Pengacara Jelaskan soal Tom Lembong Tak Punya Rumah dan Kendaraan di LHKPN
Tim pengacara mantan Menteri Perdagangan RI 2015–2016 Thomas Trikasih Lembong atau Tom Lembong, Zaid Mushafi, menjelaskan soal kliennya yang tak melaporkan aset berupa tanah dan bangunan serta kendaraan di LHKPN KPK.
Berdasarkan penelusuran LHKPN milik Tom Lembong yang dilaporkan pada 2020, tak ada aset berupa tanah dan bangunan hingga kendaraan yang dilaporkannya. Menurut pengacara Tom, Zaid Mushafi, kliennya memang tak memiliki aset tanah hingga kendaraan tersebut.
“Untuk LHKPN memang pada faktanya, Pak Tom ini tidak memiliki aset berupa tanah dan mobil. Kami pun terinfo demikian,” ujar Zaid, di kantornya di kawasan Kuningan, Jakarta Selatan, Senin (4/11).
Zaid menyebut, latar belakang Tom sebagai pebisnis memang membuatnya hanya memiliki surat berharga alih-alih mengoleksi aset yang berpotensi mengalami penurunan nilai seperti kendaraan.
“Tapi, memang beliau ini karena sebagai seorang pebisnis dan beliau ini sebagai seorang investor, beliau yang dimiliki adalah surat-surat berharga,” jelas dia.
“Memang bagi beliau itu yang terpenting itu dalam aset itu adalah surat-surat berharga. Bukan aset tidak bergerak, apalagi aset bergerak berupa mobil.
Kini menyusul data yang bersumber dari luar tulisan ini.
PR #243, opened 2016-02-08
Implement streaming json responses

gnufied:
This pull request implements streaming json responses. Which user can configure via jolokia properties file. 

Using streaming json I saw a drop by 39 times - in allocation sizes while an external python script performed 10 identical collections on the url. I did this numerous times and while numbers vary somewhat, it still holds true that using streaming json results in less allocations.

~~Should we choose to merge this, I will be happy to get tests sorted for the same.~~ I am also sure, I have only covered jvm-agent output and this feature probably will not work for other use cases. 

gc-profile1
gc-profile2

### DIFF
--- a/agent/jvm/src/main/java/org/jolokia/jvmagent/handler/JolokiaHttpHandler.java
+++ b/agent/jvm/src/main/java/org/jolokia/jvmagent/handler/JolokiaHttpHandler.java
@@ -32,7 +32,6 @@ import javax.management.RuntimeMBeanException;
 import javax.security.auth.Subject;
 
 import com.sun.net.httpserver.*;
-import com.sun.org.apache.xml.internal.serializer.OutputPropertiesFactory;
 import org.jolokia.backend.BackendManager;
 import org.jolokia.config.ConfigKey;
 import org.jolokia.config.Configuration;
@@ -44,7 +43,6 @@ import org.jolokia.restrictor.*;
 import org.jolokia.util.*;
 import org.json.simple.JSONAware;
 import org.json.simple.JSONStreamAware;
-import sun.net.www.http.ChunkedOutputStream;
 
 /**
  * HttpHandler for handling a Jolokia request
--- a/agent/jvm/src/main/java/org/jolokia/jvmagent/handler/JolokiaHttpHandler.java
+++ b/agent/jvm/src/main/java/org/jolokia/jvmagent/handler/JolokiaHttpHandler.java
@@ -32,6 +32,7 @@ import javax.management.RuntimeMBeanException;
 import javax.security.auth.Subject;
 
 import com.sun.net.httpserver.*;
+import com.sun.org.apache.xml.internal.serializer.OutputPropertiesFactory;
 import org.jolokia.backend.BackendManager;
 import org.jolokia.config.ConfigKey;
 import org.jolokia.config.Configuration;
@@ -42,6 +43,8 @@ import org.jolokia.jvmagent.ParsedUri;
 import org.jolokia.restrictor.*;
 import org.jolokia.util.*;
 import org.json.simple.JSONAware;
+import org.json.simple.JSONStreamAware;
+import sun.net.www.http.ChunkedOutputStream;
 
 /**
  * HttpHandler for handling a Jolokia request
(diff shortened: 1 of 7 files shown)


rhuss:
Thans a lot, and sorry for the delay. 'was skiing in the Alpes for a week ;) 

I will have a look at it, and will include it in the one way or other. Could be that it will be added to Jolokia 2.0, but let me have a look first. This might take until the end of the week, though ....

gnufied:
Cheers. thanks for having a look.  My motivation is to use this agent with cassandra cluster which uses ParNew GC and hence can result in stop-the-world gc pauses on young gc collection.  I have profiled extensively with cassandra server and these changes have made young GC collections almost disappear.

The reason, we see less allocations is, there is lot of wasteful string creation when serializing full json strings. for example,  when `JSONObject` serializes the `Map` and the key is a string, it undergoes following transformation:

```
String -> char array (because I can only write char array to Writer interface)
Char array -> String (because we are asking full json string back via JSONString which uses StringWriter)
String -> byte array (because final output is written to outputput stream )
```

This code removes lot of these redundant allocations. I haven't looked too closely at other endpoints (such as when ran within a container or proxy mode), since my own usecase  uses jvm agent mode prominently. But I am happy to look. Also, do you think, it should be configured on per-request basis too?

rhuss:
was finally able to have a look, thanks a lot for the PR.

I wonder what would be the drawback to exclusively use streaming (and get rid of the old code). If streaming is always superior, we could get rid of the extra option and make that the default and only behaviour.

Do you see any problems in always using streaming ?

gnufied:
At Yelp - we have been running modified version of Jolokia (with this patch enabled) on hundreds of machines and so far we haven't seen a problem. 

My initial worry was - what if a particular HTTP client couldn't deal with chunked encoding and this patch broke some of the tooling we have. But after good amount of testing, I haven't seen any regressions.

rhuss:
ah, cool. So my strategy is now to enable streaming / chunking by default, add a (undocumented) option for reverting to the old behaviour in case of issues and remove the fallback code after some releases.

I will add this to 1.3.4.

Thanks again !

rhuss:
@gnufied Hi ;-) Sorry for pinging you again, but I have a question about your contribution https://github.com/rhuss/jolokia/blob/master/agent/core/src/main/java/org/jolokia/util/ChunkedWriter.java . It looks like that it takes over some parts or is derived directly from java.nio.StreamEncoder .

If you can confirm this, we have to replace this as `StreamEncoder` is licensed under the GPL which is not compatible with the license we are using (APL). 

Thanks, and sorry for bugging you again. Don't get me wrong, your contribution is very valuable but we need to get this sorted out. It would be awesome if you could reply soon.

thanks ...
... roland

gnufied:
@rhuss I can confirm that bits of `ChunkedWriter` was used from `StreamEncoder` because it implements similar interface. 

I can revisit deriving from `StreamEncoder` rather than using bits of code directly from the class. I think it should be possible. Let me look into that over the weekend.

rhuss:
@gnufied Awesome, thanks a lot !

rhuss:
@gnufied had you any change to look into this ?

agent/jvm/src/main/java/org/jolokia/jvmagent/handler/JolokiaHttpHandler.java
```diff
@@ -317,6 +318,47 @@ private void sendForbidden(HttpExchange pExchange, SecurityException securityExc
...
+
+    private void sendStreamingResponse(HttpExchange pExchange, ParsedUri pParsedUri, JSONStreamAware pJson) throws IOException {
+        ChunkedWriter writer = null;
+        try {
+            Headers headers = pExchange.getResponseHeaders();
+            if (pJson != null) {
+                headers.set("Content-Type", getMimeType(pParsedUri) + "; charset=utf-8");
+                String callback = pParsedUri.getParameter(ConfigKey.CALLBACK.getKeyValue());
+                pExchange.sendResponseHeaders(200, 0);
+                writer = new ChunkedWriter(pExchange.getResponseBody(), "UTF-8");
```
rhuss: @gnufied one question: Why actually it is required to use a `ChunkedWriter` here ? Or stated otherwise: What would be the drawback to use the response body outputstream directly when streaming out the response ?

I'm still looking for a quick solution to get rid of the IP issue we have (and which has been escalate quite a bit), so if don't find a quick solution I'm going to remove ChunkedWriter altogether this weekend.

rhuss: @gnufied I mean, replacing `ChunkedWriter` with `OutputStreamWriter`, what would we loose or what would be the issues ?

rhuss: @gnufied If I understand the code right, then the only difference between a plain `OutputStreamWriter` and `ChunkedWriter` is, then the latter does always "full" flush on `flush()` whereas the `OutputStreamWriter` does this during `close()`. 

Why is this required ?

gnufied:
@rhuss I will look into this tonight. I haven't had a chance to look yet.

rhuss:
@gnufied cool, thanks ! sorry for bugging you, but let's get that elephant out of the room ;-) Going to make a 1.4.0 release short after the fix ...

agent/jvm/src/main/java/org/jolokia/jvmagent/handler/JolokiaHttpHandler.java
gnufied: There are other minor differences - `ChunkedWriter` writes a empty byte on flush , the OutputStreamWriter doesn't - https://github.com/rhuss/jolokia/blob/master/agent/core/src/main/java/org/jolokia/util/ChunkedWriter.java#L117

gnufied: So partly this is coming back to me(sorry I forgot bunch of this code) - the main reason we had to reimplement chunkedWriter from scratch is because of empty byte handling on flush. 

StreamEncoder has `OutputStream` property marked as private  `OutputStreamWriter` delegates to `StreamEncoder` for majority of its functionality anyways.

So the problem boils down to - we need to write the empty byte on flush, to mark it as end of the whole message. `OutputStreamWriter` does not do that and hence its chunking implementation is  weirdly incomplete.

Now - in `StreamEncoder` because `OutputStream` property is private, a subclass can't access it to write that empty byte. Also directly calling `streamEncoder.write(EMPTY_BYTE)` will result in message getting buffered and that is not what we want, because this was supposed to be end of whole message. We want to be able to directly write the `EMPTY` byte to `OuputputStream`.

I think that was the most crucial reason. There may be something else but I don't remember it.

rhuss: @gnufied thanks a lot for the explanation. However, I don't get why you need to write an empty byte array to the stream. Whit is this needed ? 

Also, if I'm not completely wrong, this write is a no-op anyway:

```java
private static final byte[] EMPTY = {};
...
out.write(EMPTY);
```

then in `OutputStream`:

```java
  public void write(byte b[]) throws IOException {
        write(b, 0, b.length);
   }
   ....
 public void write(byte b[], int off, int len) throws IOException {
        if (b == null) {
            throw new NullPointerException();
        } else if ((off < 0) || (off > b.length) || (len < 0) ||
                   ((off + len) > b.length) || ((off + len) < 0)) {
            throw new IndexOutOfBoundsException();
        } else if (len == 0) {
             // This is where we end up when writing an empty array. So the original 
            // operation is a complete no-op. What did I miss ?
            return;
        }
        for (int i = 0 ; i < len ; i++) {
            write(b[off + i]);
        }
    } 
```

gnufied: I need to double check but that final EMPTY byte array causes "0\r\n\r\n" to be written to the message and that is essential for chunking to be finished.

Jadi, surat berharga itulah yang sebagian besar dimiliki oleh Pak Tom,” ucapnya.
Punya Harta Kekayaan Rp 101,4 M
Adapun dalam laman LHKPN KPK, Tom Lembong terakhir melaporkan harta kekayaannya pada 30 April 2020. Laporan itu merupakan laporan khusus dalam periode akhirnya menjabat sebagai Kepala BKPM pada 2019. Dalam laporan itu, Tom Lembong memiliki harta kekayaan sebesar Rp 101.486.990.994.
Berikut rinciannya:
-
Harta bergerak lainnya yang dimiliki sebesar Rp 180.990.000.
-
Surat berharga senilai Rp 94.527.382.000.
-
Kas dan setara kas sebesar Rp 2.099.016.322.
-
Harta lainnya sebesar Rp 4.766.498.000.
-
Utang sebesar Rp 86.895.328.
Total harta kekayaan: Rp 101.486.990.994
Adapun Tom Lembong ditetapkan oleh Kejaksaan Agung (Kejagung) sebagai tersangka dugaan korupsi importasi gula. Dia dijerat tersangka bersama dengan Charles Sitorus selaku Direktur Pengembangan Bisnis PT PPI 2015–2016. Diduga, kasus tersebut mengakibatkan kerugian negara sebesar Rp 400 miliar.